IMF Concludes Mozambique Visit

IMF

End-of-Mission press releases include statements of IMF staff teams that convey preliminary findings after a visit to a country. The views expressed in this statement are those of the IMF staff and do not necessarily represent the views of the IMF’s Executive Board. This mission will not result in a Board discussion.

A staff team headed by Michel Lazare visited Mozambique from June 16-24 to assess recent economic developments and help design corrective measures needed to prevent a further deterioration in economic performance. The mission also aimed at evaluating the impact of the debt that was disclosed to staff in April 2016, as well as discussing measures to strengthen transparency, improve governance, and ensure accountability while avoiding recurrence of similar debt issues. The mission met with President Nyusi, Prime Minister do Rosario, the Economy and Finance Minister, the Governor of the Bank of Mozambique, other sectoral ministers, senior government officials, parliamentarians, civil society, private sector representatives and the donor community.

Michel Lazare
Michel Lazare

At the end of the mission, Mr. Lazare issued the following statement:

“Mozambique is facing difficult economic challenges. Economic growth in 2016 is expected to decline to 4.5 percent (from 6.6 percent in 2015), nearly three percentage points below historical levels, with substantial downside risks to this projection.

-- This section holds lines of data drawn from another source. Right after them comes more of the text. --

PR #1148, opened 2026-07-16
feat: readAsImage tool to let agents read images, PDFs and PPTX visually

selimbensenouciep-prog:
## What

New `readAsImage` file tool so agents can visually read binary documents from the file exchange (or any FILE_ACCESS root): images, PDFs (one image per page) and PPTX presentations (one image per slide). The rendered pages ride as base64 `MessageContent.Image` attachments next to the textual tool summary, and reach the model as native image blocks.

Follows the team decision to start with the simple case (a few-page document) and to unify image and PDF reading behind a single dedicated tool, separate from `readFile`.

## How it works

- SDK (additive): `ToolExecutionResult.images` plus a `successWithImages` factory, and `ToolResponseEvent.images`. Existing factories keep their binary signature, legacy Neo4j nodes deserialize to an empty list, the OpenAPI change is additive.
- Plugin: `ReadAsImageTool` joins `readTools`, so it is exposed on FILE_ACCESS configs and on the case/namespace exchange grants with the usual per-agent allowlist, `BoundaryPathResolver`, deny patterns and size caps. Images are bounded to 1024px and re-encoded JPEG q80 (small originals pass through untouched). PDF pages are rendered with PDFBox at 150 DPI with lazy parsing; PPTX slides are rendered directly with POI at 2x supersampling. At most 10 pages/slides per call; the 1-based `pages` parameter selects a subset and the summary tells the model how to continue on longer documents.
- Delivery to the LLM (AgentAdvanced only): Spring AI tool responses are text-only, so images are injected at prompt-build time as a follow-up user message carrying `Media`, which the four chat models map natively. Context cost stays bounded: images are costed inside the 300k-char detailed-tool budget and only the 20 most recent images stay attached, older responses keep a text marker. `CompressingChatClient` now preserves media while compressing text, and base64 never enters any text field by construction.
- Packaging: pdfbox 3.0.7 and poi-ooxml 5.5.1 are bundled in the plugin jar (PF4J APD, same pattern as the MCP plugin); the jar grows to ~23 MB, with no Jackson or Kotlin classes bundled. `XMLSlideShow` is constructed directly on purpose: `SlideShowFactory` resolves providers through the TCCL, which cannot see bundled classes under PF4J.

## Known limitations

- AgentSimple is not wired: a simple agent calling the tool gets the textual summary only (its Spring AI ToolCallback contract returns a plain string). Follow-up work.
[...]

PR #1151, opened 2026-07-17
feat: readSpreadsheet file tool reading xlsx sheets as CSV text

selimbensenouciep-prog:
Adds a `readSpreadsheet` tool to the file plugin so agents can read Excel workbooks. Spreadsheets are data, not visuals: the tool projects sheets to CSV text, giving the model exact cell values at minimal token cost (no image rendering, which POI cannot do for xlsx anyway).

Stacked on #1148 (base branch `feat/selim/read-as-image-tool`, the description cross-references depend on it); to retarget to `master` once #1148 merges.

## What it does

- One block per selected sheet: a `## Sheet 1/3 "Name": rows 1-1000 of 5432, columns A-H` header, then RFC 4180 CSV (`\n` record ends, cheaper tokens; documented deviation).
- Values are rendered as displayed in Excel via `DataFormatter` (number and date formats applied). Formula cells return their cached last-saved result, never a `FormulaEvaluator` run (latency/CPU trap on large workbooks); error cells give Excel literals (`#DIV/0!`, `#REF!`...).
- Pagination: `sheets` (1-based) and `startRow` (single-sheet windowing). Per-call budgets: 1000 rows, 100k output chars, 256 columns, 5k chars per cell, with a `[truncated]` notice telling the model how to continue.
- Physical row numbering (aligned with what Excel shows, stable for `startRow`): interior empty rows kept as empty lines, trailing style-only rows and cells trimmed (a sheet formatted down to row 1048576 does not blow the output). Hidden sheets included and marked `(hidden)`; merged regions keep their value in the top-left cell.
- Same guardrails as the sibling tools: `BoundaryPathResolver`, size cap before parsing, POI `ZipSecureFile` defaults, 60s timeout, `logger.warn` in the generic catch.
- `XSSFWorkbook` is constructed directly, not via `WorkbookFactory` (under PF4J the TCCL does not see the bundled POI classes), same pattern as `XMLSlideShow` in #1148.
- No new dependency: `poi-ooxml` (XSSF included) was already bundled in the plugin jar.

## Routing

`readFile` and `readAsImage` descriptions now point .xlsx to `readSpreadsheet`; `readSpreadsheet` points `.csv` back to `readFile` and rejects `.xls`/`.xlsm`/`.ods` with a convert-to-xlsx hint.

## Scope notes

V1 is .xlsx only, mirroring the pptx-only scope of #1148 (.xls/.ods deferred until a need shows up). The whole workbook is materialized in memory (XSSF DOM): the KDoc documents that raising `readMaxSizeMb` raises the parse memory cost; a SAX streaming reader is the escape hatch if OOM is ever observed.

## Testing

- `ReadSpreadsheetToolSpec`: 35 tests covering CSV quoting, number/date formats, cached formulas (including staleness and cached errors), merged regions, hidden sheets, empty rows/sheets/workbooks, the three truncation modes, sheet/row selection validation, encrypted/corrupt files, size cap, deny patterns, traversal and extension routing.
- `FileToolProviderSpec`: tool registered in read-write and read-only sets, `readMaxSizeMb` and `extraDenyPatterns` propagation.
- Full `agentos-file-plugin` suite green.


agentos/agentos-file-plugin/src/main/kotlin/io/whozoss/agentos/plugins/file/tools/ReadSpreadsheetTool.kt
```diff
@@ -0,0 +1,505 @@
...
+                "File exceeds maximum size of ${readMaxSizeBytes / 1024 / 1024} MB: ${params.filePath}",
+            )
+        }
+
+        when (val extension = resolved.name.substringAfterLast('.', "").lowercase()) {
+            "xlsx" -> Unit
+            "csv" -> throw UnsupportedFormatException("'.csv' is plain text: use readFile instead.")
+            else -> throw UnsupportedFormatException(
+                "Unsupported file type '.$extension'. Supported: .xlsx only. " +
+                    "Convert .xls/.xlsm/.ods to .xlsx; for .csv use readFile.",
```
thomasmartin-whoz: since csv has its own branch, no need to write about it in the else branch

agentos/agentos-file-plugin/src/main/kotlin/io/whozoss/agentos/plugins/file/tools/ReadSpreadsheetTool.kt
```diff
@@ -0,0 +1,505 @@
...
+        }
+
+        val selection = selectSheets(params.sheets, sheetCount, fileName)
+        if (params.startRow != null && params.startRow < 1) {
+            throw IllegalArgumentException("\"startRow\" must be at least 1 (got ${params.startRow}).")
+        }
+        if (params.startRow != null && selection.size != 1) {
+            throw IllegalArgumentException(
+                "\"startRow\" requires targeting exactly one sheet (pass a single entry in \"sheets\").",
+            )
```
thomasmartin-whoz: tous les `throw IllegalArgumentException` peuvent être remplacés par des `require` en kotlin

agentos/agentos-file-plugin/src/main/kotlin/io/whozoss/agentos/plugins/file/tools/ReadSpreadsheetTool.kt
```diff
@@ -0,0 +1,505 @@
...
+
+            if (nextStartRow != null && nextStartRow <= totalRows) {
+                appendTruncationNotice(
+                    out,
+                    workbook,
+                    continueSheets = listOf(sheetNumber),
+                    nextStartRow = nextStartRow,
+                    notShown = selection.drop(position + 1),
+                )
+                break
```
thomasmartin-whoz, line 288: all those `break` and `continue` are a pain to read. A functional style would be better.

agentos/agentos-file-plugin/src/main/kotlin/io/whozoss/agentos/plugins/file/tools/ReadSpreadsheetTool.kt
```diff
@@ -0,0 +1,505 @@
...
+
+    /**
+     * Used range of a sheet, scanning only physically-existing rows (bounded by what POI
+     * parsed): trailing style-only rows are excluded from the row total, and the column
+     * count covers the whole sheet so it stays stable across paged calls.
+     */
+    private fun scanUsedRange(sheet: Sheet): UsedRange {
+        var lastContentRow = -1
+        var columnCount = 0
+        var columnsTruncated = false
```
thomasmartin-whoz: lots of mutation here

agentos/agentos-file-plugin/src/main/kotlin/io/whozoss/agentos/plugins/file/tools/ReadSpreadsheetTool.kt
```diff
@@ -0,0 +1,505 @@
...
+     * Formula cells read the cached last-saved result: without an evaluator,
+     * [DataFormatter.formatCellValue] would return the formula text itself. A formula
+     * saved without any cached result renders as `=formula` (POI would otherwise report
+     * a fabricated numeric 0).
+     */
+    private fun renderCell(cell: Cell, formatter: DataFormatter, date1904: Boolean): String =
+        when (cell.cellType) {
+            CellType.FORMULA -> when {
+                !hasCachedFormulaResult(cell) -> runCatching { "=${cell.cellFormula}" }.getOrDefault("")
+                else -> when (cell.cachedFormulaResultType) {
```
thomasmartin-whoz: three nested when statements is painful. Please introduce methods to avoid that

agentos/agentos-file-plugin/src/main/kotlin/io/whozoss/agentos/plugins/file/tools/ReadSpreadsheetTool.kt
selimbensenouciep-prog: Trimmed the csv hint from the else branch. csv is intercepted by its own branch above, so the else path is only reached by genuinely unsupported extensions (.xls, .ods, …) where that advice was unreachable. The dedicated csv message stays.

agentos/agentos-file-plugin/src/main/kotlin/io/whozoss/agentos/plugins/file/tools/ReadSpreadsheetTool.kt
selimbensenouciep-prog: Converted the validation throws to `require` (size cap, no-sheet, the three startRow checks, empty / out-of-range sheets). `require` throws IllegalArgumentException, so `execute()`'s catch still maps them to INVALID_INPUT — messages and behavior unchanged (spec green). Left the `throw IllegalArgumentException` inside the catch blocks as-is: they translate POI exceptions, there is no precondition to assert (and `check` would surface as IllegalStateException → READ_ERROR instead of INVALID_INPUT).

agentos/agentos-file-plugin/src/main/kotlin/io/whozoss/agentos/plugins/file/tools/ReadSpreadsheetTool.kt
selimbensenouciep-prog: Extracted the inner row loop into `renderSheetRows(...)` returning a small `SheetRows` result; that lifts the two inner `break`s and a nesting level out of `renderWorkbook`, so the outer loop is now linear (budget check → render → append → optional truncation notice). I did not go fully functional on purpose: the budget accumulation (rows *and* chars) with early exit and the paging cursor, plus the single-oversized-row special case, do not fold into `sequence`/`fold` without a carried state that reads worse than the loop and would risk the well-tested truncation/paging behavior. Char accounting is unchanged (`out.length`, header still appended after), spec stays green (46 tests). Two outer `break`s remain (budget exhausted / sheet-level truncation) and one `continue` (empty sheet) — genuine early exits, now at a single level.

agentos/agentos-file-plugin/src/main/kotlin/io/whozoss/agentos/plugins/file/tools/ReadSpreadsheetTool.kt
selimbensenouciep-prog: Rewrote `scanUsedRange` as a single `fold` over the rows with an immutable `UsedRange` accumulator — no more vars. Kept it one pass / O(1) extra memory on purpose (a `mapNotNull().toList()` would have materialized a pair per content row, a regression on large sheets); behavior is identical (the fold reproduces the per-row running max), spec green.

agentos/agentos-file-plugin/src/main/kotlin/io/whozoss/agentos/plugins/file/tools/ReadSpreadsheetTool.kt
selimbensenouciep-prog: Extracted the FORMULA branch into `renderFormulaCell(...)`: `renderCell` is now a flat 3-arm `when` (FORMULA → helper, ERROR → literal, else → `formatCellValue`), and the formula handling is a single `when` in its own method with an early return for the no-cached-result `=formula` case. Moved the formula KDoc onto the new method. No behavior change, spec green (46 tests).

thomasmartin-whoz (approved):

Inflation has been rising fast (reaching 16 percent in May). Fiscal policy in 2015 and the first half of the year has been excessively expansionary, with an increase in net credit to the government that far exceeded program targets. At the same time, the metical has depreciated by about 28 percent since the beginning of the year and international reserves have continued to decline.

“In addition, the discovery in April of $1.4 billion (10.4 percent of Mozambique’s GDP) of previously undisclosed loans has pushed the total stock of debt at end-2015 to 86 percent of GDP. According to our technical assessment, public debt is now likely to have reached a high risk of distress. Against this background, performance under the 2015-2017 Stand-by Credit Facility has been disappointing, with most assessment and performance criteria or indicative targets being missed at end-December 2015 and end-March 2016.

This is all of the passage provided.